The ability of P58^IPK to suppress apoptosis suggests that there may be parallels between P58^IPK and other antiapoptotic proto-oncogenes, such as Bcl-2. Interestingly, Bcl-2 blocks both influenza virus-induced and PKR-mediated apoptosis (22, 30), but in contrast to P58^IPK, it does not affect the ability of PKR to inhibit translation. Thus, Bcl-2 is most likely exerting its action downstream of PKR, at or before the point where the PKR-dependent and -independent pathways converge into a common (or core) cell death pathway. Intriguingly, the recently described cochaperone activities of P58^IPK may provide additional insight into the mechanism by which P58^IPK suppresses apoptosis. The ability of P58^IPK to bind to and regulate Hsp70 may provide a link between P58^IPK, the cellular chaperone machinery, and the programmed cell death response. This may be analogous to the link that has been proposed for the antiapoptotic protein BAG-1. BAG-1 interacts with and enhances the activity of Bcl-2, and like P58^IPK, BAG-1 interacts with the ATPase domain of Hsp70 (23, 24, 45). Thus, the cochaperone activities of P58^IPK may facilitate the interaction of P58^IPK, and possibly Hsp70, with one or more essential components of the apoptotic pathway.

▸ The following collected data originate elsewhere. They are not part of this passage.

PR #1006, opened 2017-08-24
#1005: Fix XPI select field not populating correctly

### LINKED ISSUE #1005: Extension select element doesn't populate correctly
The 'extension' select element on the Opt Out Study fields does not populate correctly. Essentially, there is no Query component on the page to actually _load_ the extensions, which means that whatever is currently loaded in store is displayed in the select.

This can be reproduced by opening the `/recipe/new` page, switching to `opt-out-study`, and viewing the XPI select field. The field will be empty, until you navigate to `/extension` and actually load the list.

This should be resolved by adding a Query component near the extension select element on the Opt Out fields.

andymikulski:
Fixes #1005 

Basically, the issue here is that there was no query component on the recipe form. Any values displayed in the select field were taken from whatever was already loaded in the store. This PR adds a `PaginatedSelect` base component which handles loading paginated data and inserting it into a `Select` field.

- Adds `PaginatedSelect` abstract component
  - Given a list and query component, displays a `show more...` button in the list until all pages are loaded and displayed in the select
- Adds `ExtensionSelect`, `RecipeSelect` components. Technically `RecipeSelect` is unnecessary, but I wanted to make sure the base component would work for both use cases.
- Adds `numPages` and `all` properties to Recipes and Extension `listing` stores
- Adds appropriate selectors

screen shot 2017-08-24 at 10 21 36 am

This PR requires tests, but the rest is up for feedback!


recipe-server/client/control_new/state/app/recipes/reducers.js
```diff
@@ -67,11 +68,23 @@ function items(state = new Map(), action) {
...
   switch (action.type) {
-    case RECIPE_PAGE_RECEIVE:
+    case RECIPE_PAGE_RECEIVE: {
+      let totalRecipes = state.get('all', new Set());
+
+      fromJS(action.recipes.results.forEach(result => {
+        totalRecipes = totalRecipes.add(fromJS(result));
+      }));
+
+      totalRecipes = totalRecipes.sort((a, b) => a.get('id') <= b.get('id'));
```
mythmon: This isn't correct. The comparator function passed to `.sort()` [should return -1, 0, or 1](https://facebook.github.io/immutable-js/docs/#/Set/sort), not a boolean. Assuming `id` is a number, `a.get('id') - b.get('id')` would would.

recipe-server/client/control_new/state/app/extensions/reducers.js
```diff
@@ -24,11 +24,22 @@ function items(state = new Map(), action) {
 
 function listing(state = new Map(), action) {
   switch (action.type) {
-    case EXTENSION_PAGE_RECEIVE:
+    case EXTENSION_PAGE_RECEIVE: {
+      let totalExtensions = state.get('all', new Set());
+
+      fromJS(action.extensions.results.forEach(result => {
```
mythmon: What does `fromJS` do here?

recipe-server/client/control_new/components/recipes/OptOutStudyFields.js
```diff
@@ -61,13 +53,15 @@ export default class OptOutStudyFields extends React.Component {
...
-              </Select>
+              <ExtensionSelect disabled={disabled} />
+            </FormItem>
+
+            <FormItem
+              label="Add-on Extension"
+              name="arguments.addonUrl"
+              initialValue={recipeArguments.get('addonUrl', '')}
+            >
+              <RecipeSelect disabled={disabled} />
```
mythmon: While useful for testing, this probably shouldn't be here in the final version.

andymikulski:
>As an alternative approach, would it make sense to load all extensions in this list?

This is the most desirable path, though I was just working with the APIs that are available. If @marcrowo wants to hop on this and create an endpoint that lists all extensions, that'd remove the need for 98% of this PR.

mythmon:
I don't think we should make an endpoint that lists all extensions. Or rather, if we do, we shouldn't *also* have the paginated API. We should pick one. The action creator that fetches extensions can make multiple queries to the API, and keep requesting pages until it has everything.

andymikulski:
Based on yesterday's IRC conversation, it sounds like there are two API solves for this:

1. Change the existing paginated endpoint to allow returning the entire list in one call
1. Add filters to the 'extension listing' endpoint to allow text search (like on the Recipes Listing)

If @marcrowo can handle one of those, this can be wrapped up. I'm a fan of the `filters` approach since it adds more features to other parts of the site for the same amount of work.

rehandalal:
+1 for filters

andymikulski:
Taking this over now that @marcrowo 's filter stuff has landed!

andymikulski:
@mythmon I've added `filter` support for fetching extensions and added the `ExtensionSelect` component, which shows the first page of extensions, unless a text search is provided.

This is ready for review!

recipe-server/client/control_new/components/extensions/ExtensionSelect.js
```diff
@@ -0,0 +1,72 @@
...
+        search,
+      });
+    }, 200);
+  }
+
+  render() {
+    const { search } = this.state;
+    let displayedList = this.props.extensions;
+
+
```
mythmon: Nit: extra line here.

recipe-server/client/control_new/components/extensions/ExtensionSelect.js
```diff
@@ -0,0 +1,72 @@
...
+    if (this.props.isLoadingSearch) {
+      displayedList = new List();
+    }
+
+    return (
+      <div>
+        <QueryMultipleExtensions filters={queryFilters} pageNumber={1} />
+        <Select
+          filterOption={false}
+          placeholder="Select Extension"
```
mythmon: Overall, It isn't obvious that this i s a search field. Can we change this to something like "Search for Extension", to make it clear that users should type? Maybe a search icon would be helpful?

recipe-server/client/control_new/less/main.less
```diff
@@ -188,3 +188,7 @@ fieldset {
     max-width: 300px;
   }
 }
+
+.select-show-more {
+  font-weight: 900;
+}
```
mythmon: I don't think this is used anymore?

recipe-server/client/control_new/state/app/extensions/reducers.js
```diff
@@ -24,11 +24,22 @@ function items(state = new Map(), action) {
...
   switch (action.type) {
-    case EXTENSION_PAGE_RECEIVE:
+    case EXTENSION_PAGE_RECEIVE: {
+      let totalExtensions = state.get('all', new Set());
+
+      action.extensions.results.forEach(result => {
+        totalExtensions = totalExtensions.add(fromJS(result));
+      });
+
+      totalExtensions = totalExtensions.sort((a, b) => a.get('id') <= b.get('id'));
```
mythmon: This sort method won't work. Immutable's `.sort()` method (and JS's as well), want a comparator that returns `0`, `1`, or `-1`.

recipe-server/client/control_new/state/app/extensions/selectors.js
```diff
@@ -7,11 +7,13 @@ export function getExtension(state, id, defaultsTo = null) {
   return state.app.extensions.items.get(id, defaultsTo);
 }
 
-
 export function getExtensionListingCount(state) {
   return state.app.extensions.listing.get('count');
 }
 
+export function getExtensionPageCount(state, defaultsTo = 0) {
```
mythmon: Are we still using this? Do you want to keep it anyways?

recipe-server/client/control_new/state/app/extensions/reducers.js
```diff
@@ -24,11 +24,22 @@ function items(state = new Map(), action) {
...
+
       return state
         .set('count', action.extensions.count)
+        .set('numPages', Math.ceil(action.extensions.count / 10))
         .set('pageNumber', action.pageNumber)
-        .set('results', fromJS(action.extensions.results.map(extension => extension.id)));
+        .set('results', fromJS(action.extensions.results.map(extension => extension.id)))
+        .set('all', totalExtensions);
```
mythmon: Do we still use `all` or `totalExtensions` anywhere? I don't see it.

recipe-server/client/control_new/state/app/recipes/selectors.js
```diff
@@ -42,6 +46,10 @@ export function getRecipeListingPageNumber(state) {
   return state.app.recipes.listing.get('pageNumber');
 }
 
+export function getRecipePageCount(state, defaultsTo = 0) {
```
mythmon: Do you want to keep these recipes changes?

recipe-server/client/control_new/components/extensions/ExtensionSelect.js
andymikulski: How do you feel about this treatment:

screen shot 2017-09-05 at 9 29 06 am

andymikulski:
I've taken out the unnecessary code from earlier changes and corrected feedback items. This should be ready for a final pass!

recipe-server/client/control_new/components/extensions/ExtensionSelect.js
mythmon: 👍

mythmon:
TC failure is #1003, which has been fixed on master. Merging without it.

By functioning as a regulator of apoptosis, P58^IPK may be important not only in cellular antiproliferative pathways but also in the cellular response to influenza virus infection. We demonstrated previously that influenza virus recruits P58^IPK to downregulate PKR, thereby ensuring the efficient synthesis of viral proteins. Intriguingly, influenza virus infection induces apoptosis (22, 46), and there is evidence for the involvement of PKR in this process (47). Therefore, the activation of P58^IPK by influenza virus may also be a mechanism to inhibit or delay PKR-mediated apoptosis, thereby providing sufficient time for viral replication to occur. The ability to inhibit apoptosis is proving to be a general theme among many viruses, and a variety of viral antiapoptotic proteins have been identified (reviewed in references 20, 38, and 51). In addition to the inhibition of FLICE, discussed above, these viral proteins may either mimic the function of cellular antiapoptotic proteins or target various activators of apoptosis for inhibition. For instance, the E1B protein of adenovirus (25) and the KSbcl-2 protein of human herpesvirus 8 (9) are functional homologues of the cellular antiapoptotic protein Bcl-2. Alternatively, the papillomavirus E6 protein blocks apoptosis by targeting p53 for proteolysis (41), and the cowpox virus CrmA protein is a specific inhibitor of caspases (43, 52). The relationship between viral inhibition of PKR and apoptosis is also becoming apparent (49). Infection with a vaccinia virus mutant that lacks the E3L gene, which encodes a dsRNA-binding protein that is a potent inhibitor of PKR activation, triggers an apoptotic response that is not observed in cells infected with the wild-type virus (26, 29). There is also evidence that herpes simplex virus may utilize its γ₁34.5 gene product to counteract both the translational regulatory and apoptotic activities of PKR. It appears that the γ₁34.5 gene product interacts with and directs a cellular type-1 protein phosphatase to reverse PKR-mediated eIF-2α phosphorylation (21). This prevents the shutoff of protein synthesis, an event that is associated with neuronal apoptosis (10). Influenza virus, rather than encoding a viral gene product to inhibit apoptosis, may instead recruit P58^IPK. Thus, P58^IPK may represent a novel example of a cellular antiapoptotic protein being recruited by a virus to avoid the host’s programmed cell death response.